[Opening Extracted material section]

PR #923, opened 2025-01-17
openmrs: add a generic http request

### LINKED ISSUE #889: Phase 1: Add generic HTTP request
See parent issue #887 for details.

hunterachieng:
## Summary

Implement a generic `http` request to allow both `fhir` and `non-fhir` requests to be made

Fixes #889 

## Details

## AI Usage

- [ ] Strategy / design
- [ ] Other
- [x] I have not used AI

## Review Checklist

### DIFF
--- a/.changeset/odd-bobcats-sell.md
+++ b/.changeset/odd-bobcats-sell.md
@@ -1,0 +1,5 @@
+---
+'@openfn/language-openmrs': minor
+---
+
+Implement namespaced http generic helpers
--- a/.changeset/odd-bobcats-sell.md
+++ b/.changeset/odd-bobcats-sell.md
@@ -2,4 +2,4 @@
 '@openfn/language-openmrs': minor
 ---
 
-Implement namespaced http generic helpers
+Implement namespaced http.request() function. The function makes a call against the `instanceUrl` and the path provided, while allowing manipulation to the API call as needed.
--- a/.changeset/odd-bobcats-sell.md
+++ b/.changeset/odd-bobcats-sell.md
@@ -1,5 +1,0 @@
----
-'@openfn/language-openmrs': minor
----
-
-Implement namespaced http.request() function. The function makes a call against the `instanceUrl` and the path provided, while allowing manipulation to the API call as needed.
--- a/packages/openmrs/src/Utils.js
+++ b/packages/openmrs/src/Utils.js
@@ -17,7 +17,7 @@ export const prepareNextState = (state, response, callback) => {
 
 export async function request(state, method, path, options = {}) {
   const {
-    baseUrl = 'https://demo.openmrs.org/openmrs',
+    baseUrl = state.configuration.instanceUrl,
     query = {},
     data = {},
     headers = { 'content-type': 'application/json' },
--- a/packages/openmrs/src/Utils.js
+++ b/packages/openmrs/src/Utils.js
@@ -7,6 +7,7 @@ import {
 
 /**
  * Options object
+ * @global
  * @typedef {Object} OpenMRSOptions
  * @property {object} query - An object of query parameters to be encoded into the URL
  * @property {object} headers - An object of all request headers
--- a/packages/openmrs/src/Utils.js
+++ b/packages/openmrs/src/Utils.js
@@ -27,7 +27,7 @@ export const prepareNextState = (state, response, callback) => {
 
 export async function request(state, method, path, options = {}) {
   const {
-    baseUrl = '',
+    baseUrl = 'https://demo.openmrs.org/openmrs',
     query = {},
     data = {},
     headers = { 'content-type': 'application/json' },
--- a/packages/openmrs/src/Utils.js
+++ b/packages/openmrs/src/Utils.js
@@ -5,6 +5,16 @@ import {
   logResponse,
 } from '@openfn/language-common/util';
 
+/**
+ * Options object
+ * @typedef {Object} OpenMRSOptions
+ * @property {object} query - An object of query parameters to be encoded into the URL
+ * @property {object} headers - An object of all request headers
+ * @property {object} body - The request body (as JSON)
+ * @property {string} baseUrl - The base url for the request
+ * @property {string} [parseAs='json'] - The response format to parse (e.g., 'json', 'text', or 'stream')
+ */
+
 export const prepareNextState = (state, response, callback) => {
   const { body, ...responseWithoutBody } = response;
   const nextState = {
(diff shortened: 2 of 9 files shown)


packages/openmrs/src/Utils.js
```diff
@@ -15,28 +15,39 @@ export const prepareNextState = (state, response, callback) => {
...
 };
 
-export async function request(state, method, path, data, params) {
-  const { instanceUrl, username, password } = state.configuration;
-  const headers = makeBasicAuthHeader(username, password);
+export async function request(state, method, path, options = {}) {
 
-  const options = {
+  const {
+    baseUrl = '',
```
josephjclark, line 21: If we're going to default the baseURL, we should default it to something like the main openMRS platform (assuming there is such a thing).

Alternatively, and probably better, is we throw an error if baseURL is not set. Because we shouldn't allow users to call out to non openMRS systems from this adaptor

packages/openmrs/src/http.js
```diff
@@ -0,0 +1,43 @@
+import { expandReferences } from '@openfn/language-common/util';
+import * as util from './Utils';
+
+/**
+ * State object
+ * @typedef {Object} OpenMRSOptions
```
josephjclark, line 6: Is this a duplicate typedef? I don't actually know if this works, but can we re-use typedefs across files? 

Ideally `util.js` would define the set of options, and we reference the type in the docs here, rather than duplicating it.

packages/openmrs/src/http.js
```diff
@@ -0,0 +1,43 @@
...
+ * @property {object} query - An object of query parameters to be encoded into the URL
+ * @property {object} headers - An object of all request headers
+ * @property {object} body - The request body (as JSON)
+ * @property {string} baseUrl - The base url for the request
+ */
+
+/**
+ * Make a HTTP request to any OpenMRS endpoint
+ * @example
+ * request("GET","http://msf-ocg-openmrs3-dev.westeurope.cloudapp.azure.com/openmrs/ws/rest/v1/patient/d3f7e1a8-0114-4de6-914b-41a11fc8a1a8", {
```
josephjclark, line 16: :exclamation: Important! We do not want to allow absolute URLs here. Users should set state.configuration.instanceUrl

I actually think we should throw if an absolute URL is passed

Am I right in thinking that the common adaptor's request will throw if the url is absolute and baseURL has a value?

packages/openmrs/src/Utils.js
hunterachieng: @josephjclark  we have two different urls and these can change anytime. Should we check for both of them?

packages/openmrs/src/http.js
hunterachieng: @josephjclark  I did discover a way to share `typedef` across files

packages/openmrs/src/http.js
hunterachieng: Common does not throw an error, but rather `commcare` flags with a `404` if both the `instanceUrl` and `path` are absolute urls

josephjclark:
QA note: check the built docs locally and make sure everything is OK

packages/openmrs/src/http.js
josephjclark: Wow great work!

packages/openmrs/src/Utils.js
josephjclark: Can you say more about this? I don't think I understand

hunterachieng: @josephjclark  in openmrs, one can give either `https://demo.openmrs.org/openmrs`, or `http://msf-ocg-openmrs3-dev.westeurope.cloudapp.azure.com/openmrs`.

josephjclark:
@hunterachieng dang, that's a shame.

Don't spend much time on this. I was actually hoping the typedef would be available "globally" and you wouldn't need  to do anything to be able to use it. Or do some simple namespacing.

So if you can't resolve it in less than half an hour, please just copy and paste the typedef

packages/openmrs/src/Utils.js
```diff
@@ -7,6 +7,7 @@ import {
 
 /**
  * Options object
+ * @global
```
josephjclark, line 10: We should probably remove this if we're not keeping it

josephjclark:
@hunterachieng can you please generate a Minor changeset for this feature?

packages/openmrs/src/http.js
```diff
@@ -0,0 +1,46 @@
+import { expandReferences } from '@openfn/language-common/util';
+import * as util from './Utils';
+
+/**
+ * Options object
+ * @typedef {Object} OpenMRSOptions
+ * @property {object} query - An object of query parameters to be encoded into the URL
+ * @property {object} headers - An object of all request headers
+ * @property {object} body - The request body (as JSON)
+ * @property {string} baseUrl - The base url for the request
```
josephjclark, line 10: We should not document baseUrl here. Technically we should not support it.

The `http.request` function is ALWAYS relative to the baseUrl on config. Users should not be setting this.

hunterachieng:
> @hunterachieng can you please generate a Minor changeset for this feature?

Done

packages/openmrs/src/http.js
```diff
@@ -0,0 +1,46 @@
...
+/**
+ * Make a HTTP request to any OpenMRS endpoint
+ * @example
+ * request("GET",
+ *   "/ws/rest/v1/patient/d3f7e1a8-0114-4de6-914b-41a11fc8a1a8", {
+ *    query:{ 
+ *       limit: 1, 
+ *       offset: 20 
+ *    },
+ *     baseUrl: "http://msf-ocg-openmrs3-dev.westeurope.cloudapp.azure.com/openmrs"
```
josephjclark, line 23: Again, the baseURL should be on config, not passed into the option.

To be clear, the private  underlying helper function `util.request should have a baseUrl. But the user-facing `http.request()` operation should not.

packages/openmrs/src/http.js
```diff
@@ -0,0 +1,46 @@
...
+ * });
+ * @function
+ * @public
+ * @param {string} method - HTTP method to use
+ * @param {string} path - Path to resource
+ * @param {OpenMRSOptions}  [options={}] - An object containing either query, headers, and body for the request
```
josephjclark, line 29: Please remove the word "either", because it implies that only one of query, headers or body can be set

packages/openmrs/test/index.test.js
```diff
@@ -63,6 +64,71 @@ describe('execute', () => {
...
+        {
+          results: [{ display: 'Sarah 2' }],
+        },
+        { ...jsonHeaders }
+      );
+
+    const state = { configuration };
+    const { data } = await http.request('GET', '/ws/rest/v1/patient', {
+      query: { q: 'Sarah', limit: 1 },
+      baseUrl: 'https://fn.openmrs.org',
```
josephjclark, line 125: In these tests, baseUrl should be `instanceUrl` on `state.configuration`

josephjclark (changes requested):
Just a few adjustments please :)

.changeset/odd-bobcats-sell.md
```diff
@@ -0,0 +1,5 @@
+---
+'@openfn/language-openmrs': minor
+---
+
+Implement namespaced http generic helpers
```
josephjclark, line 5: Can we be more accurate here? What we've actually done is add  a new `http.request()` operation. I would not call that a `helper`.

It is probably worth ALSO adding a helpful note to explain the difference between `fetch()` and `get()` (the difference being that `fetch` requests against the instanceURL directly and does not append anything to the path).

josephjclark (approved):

[Closing Extracted material section]
[Opening Extracted material section]

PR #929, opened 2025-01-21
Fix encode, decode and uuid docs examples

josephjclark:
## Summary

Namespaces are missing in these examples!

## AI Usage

[Closing Extracted material section]
[Opening Extracted material section]

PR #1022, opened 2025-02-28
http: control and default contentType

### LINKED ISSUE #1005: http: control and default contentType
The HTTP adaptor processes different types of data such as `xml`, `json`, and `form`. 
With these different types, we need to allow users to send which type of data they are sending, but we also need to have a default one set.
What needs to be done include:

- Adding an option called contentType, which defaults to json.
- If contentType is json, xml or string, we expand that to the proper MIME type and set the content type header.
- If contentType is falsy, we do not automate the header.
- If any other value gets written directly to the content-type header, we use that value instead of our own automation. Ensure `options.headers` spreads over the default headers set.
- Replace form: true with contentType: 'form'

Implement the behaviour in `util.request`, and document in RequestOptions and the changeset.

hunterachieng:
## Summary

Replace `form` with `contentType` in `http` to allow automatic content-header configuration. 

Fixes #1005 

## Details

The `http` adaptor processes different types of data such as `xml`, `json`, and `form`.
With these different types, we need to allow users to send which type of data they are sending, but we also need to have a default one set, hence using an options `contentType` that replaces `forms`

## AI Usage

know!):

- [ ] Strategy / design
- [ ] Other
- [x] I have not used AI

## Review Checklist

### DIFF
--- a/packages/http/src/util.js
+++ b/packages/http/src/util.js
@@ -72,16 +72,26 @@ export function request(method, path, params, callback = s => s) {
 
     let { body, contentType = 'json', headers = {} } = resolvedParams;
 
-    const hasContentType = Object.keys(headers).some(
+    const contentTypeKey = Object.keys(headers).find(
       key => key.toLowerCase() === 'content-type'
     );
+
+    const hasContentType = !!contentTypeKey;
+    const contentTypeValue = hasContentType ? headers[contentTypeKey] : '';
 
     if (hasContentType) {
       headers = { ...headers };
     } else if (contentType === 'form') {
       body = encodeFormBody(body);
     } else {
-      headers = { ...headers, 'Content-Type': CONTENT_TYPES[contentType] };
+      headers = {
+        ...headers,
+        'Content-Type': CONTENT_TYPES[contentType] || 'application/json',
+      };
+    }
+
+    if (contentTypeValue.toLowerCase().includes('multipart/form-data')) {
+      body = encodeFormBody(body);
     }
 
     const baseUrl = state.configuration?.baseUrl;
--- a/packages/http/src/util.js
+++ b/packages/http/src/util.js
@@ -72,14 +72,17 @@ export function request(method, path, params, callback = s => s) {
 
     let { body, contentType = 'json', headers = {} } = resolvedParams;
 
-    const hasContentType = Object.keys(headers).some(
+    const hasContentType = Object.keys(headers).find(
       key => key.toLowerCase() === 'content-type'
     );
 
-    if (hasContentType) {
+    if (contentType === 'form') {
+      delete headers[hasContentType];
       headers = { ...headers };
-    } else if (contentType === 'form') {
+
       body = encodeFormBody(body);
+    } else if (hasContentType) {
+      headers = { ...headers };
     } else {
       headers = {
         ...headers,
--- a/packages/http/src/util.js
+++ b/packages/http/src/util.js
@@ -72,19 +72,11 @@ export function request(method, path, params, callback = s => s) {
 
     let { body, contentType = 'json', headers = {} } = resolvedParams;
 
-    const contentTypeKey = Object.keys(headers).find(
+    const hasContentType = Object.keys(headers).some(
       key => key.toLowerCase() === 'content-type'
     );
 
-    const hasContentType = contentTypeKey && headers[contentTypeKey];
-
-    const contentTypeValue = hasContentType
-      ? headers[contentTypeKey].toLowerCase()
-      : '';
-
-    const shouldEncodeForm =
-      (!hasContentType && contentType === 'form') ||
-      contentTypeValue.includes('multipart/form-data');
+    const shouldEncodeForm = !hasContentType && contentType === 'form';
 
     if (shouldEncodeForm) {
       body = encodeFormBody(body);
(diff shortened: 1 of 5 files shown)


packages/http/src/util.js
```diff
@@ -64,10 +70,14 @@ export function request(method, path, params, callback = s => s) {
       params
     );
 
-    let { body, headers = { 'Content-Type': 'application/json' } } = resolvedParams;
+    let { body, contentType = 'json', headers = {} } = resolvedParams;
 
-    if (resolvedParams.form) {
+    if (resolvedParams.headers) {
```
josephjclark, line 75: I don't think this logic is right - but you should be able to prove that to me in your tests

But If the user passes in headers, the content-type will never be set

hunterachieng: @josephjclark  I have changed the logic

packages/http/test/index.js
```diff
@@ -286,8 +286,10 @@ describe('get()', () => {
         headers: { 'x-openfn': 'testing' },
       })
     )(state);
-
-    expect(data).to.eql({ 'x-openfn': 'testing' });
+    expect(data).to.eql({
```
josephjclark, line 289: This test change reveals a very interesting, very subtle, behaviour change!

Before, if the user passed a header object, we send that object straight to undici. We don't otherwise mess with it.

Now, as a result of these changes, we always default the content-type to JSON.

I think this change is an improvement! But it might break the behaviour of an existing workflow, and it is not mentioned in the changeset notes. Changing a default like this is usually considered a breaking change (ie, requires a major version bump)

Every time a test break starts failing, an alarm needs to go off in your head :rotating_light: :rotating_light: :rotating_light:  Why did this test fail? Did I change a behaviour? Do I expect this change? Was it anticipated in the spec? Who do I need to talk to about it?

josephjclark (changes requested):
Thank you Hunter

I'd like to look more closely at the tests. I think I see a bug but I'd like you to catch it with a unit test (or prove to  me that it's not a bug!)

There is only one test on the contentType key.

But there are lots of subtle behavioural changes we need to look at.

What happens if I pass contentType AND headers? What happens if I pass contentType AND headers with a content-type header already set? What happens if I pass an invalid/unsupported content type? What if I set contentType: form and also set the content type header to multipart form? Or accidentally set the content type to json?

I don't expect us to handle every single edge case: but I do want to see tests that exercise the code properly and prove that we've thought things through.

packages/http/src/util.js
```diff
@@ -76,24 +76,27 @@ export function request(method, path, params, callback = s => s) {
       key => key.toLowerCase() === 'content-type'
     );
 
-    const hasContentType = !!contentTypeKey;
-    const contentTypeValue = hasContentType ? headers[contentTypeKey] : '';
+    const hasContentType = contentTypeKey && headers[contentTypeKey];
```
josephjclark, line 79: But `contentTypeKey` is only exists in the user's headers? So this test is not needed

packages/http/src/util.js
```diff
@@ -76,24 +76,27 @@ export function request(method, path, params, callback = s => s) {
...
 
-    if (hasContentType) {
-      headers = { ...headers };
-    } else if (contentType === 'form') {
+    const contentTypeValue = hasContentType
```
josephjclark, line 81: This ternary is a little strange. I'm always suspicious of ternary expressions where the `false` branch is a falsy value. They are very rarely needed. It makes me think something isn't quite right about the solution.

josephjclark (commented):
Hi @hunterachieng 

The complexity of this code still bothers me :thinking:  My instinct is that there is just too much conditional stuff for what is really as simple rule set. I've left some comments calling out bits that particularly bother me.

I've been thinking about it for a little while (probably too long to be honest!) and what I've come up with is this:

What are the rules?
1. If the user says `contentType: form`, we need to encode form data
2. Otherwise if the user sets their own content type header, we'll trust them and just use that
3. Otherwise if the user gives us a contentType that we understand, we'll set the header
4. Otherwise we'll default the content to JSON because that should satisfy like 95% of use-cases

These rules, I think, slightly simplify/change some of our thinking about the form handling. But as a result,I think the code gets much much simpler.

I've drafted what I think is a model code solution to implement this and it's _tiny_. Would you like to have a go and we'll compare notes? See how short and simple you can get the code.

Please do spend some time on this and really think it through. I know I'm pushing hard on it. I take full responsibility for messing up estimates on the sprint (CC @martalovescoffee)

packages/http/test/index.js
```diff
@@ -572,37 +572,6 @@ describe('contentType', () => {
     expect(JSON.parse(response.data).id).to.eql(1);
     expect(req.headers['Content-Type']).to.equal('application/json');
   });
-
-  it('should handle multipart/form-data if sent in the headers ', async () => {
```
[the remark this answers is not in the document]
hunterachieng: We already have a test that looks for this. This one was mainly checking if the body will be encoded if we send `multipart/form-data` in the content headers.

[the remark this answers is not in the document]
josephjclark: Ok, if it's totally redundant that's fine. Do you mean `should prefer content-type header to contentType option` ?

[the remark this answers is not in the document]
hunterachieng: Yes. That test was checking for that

[Closing Extracted material section]

Task instructions: Where a line of the records holds the word "your", copy that line.

Task solution:
josephjclark, line 75: I don't think this logic is right - but you should be able to prove that to me in your tests
Every time a test break starts failing, an alarm needs to go off in your head :rotating_light: :rotating_light: :rotating_light:  Why did this test fail? Did I change a behaviour? Do I expect this change? Was it anticipated in the spec? Who do I need to talk to about it?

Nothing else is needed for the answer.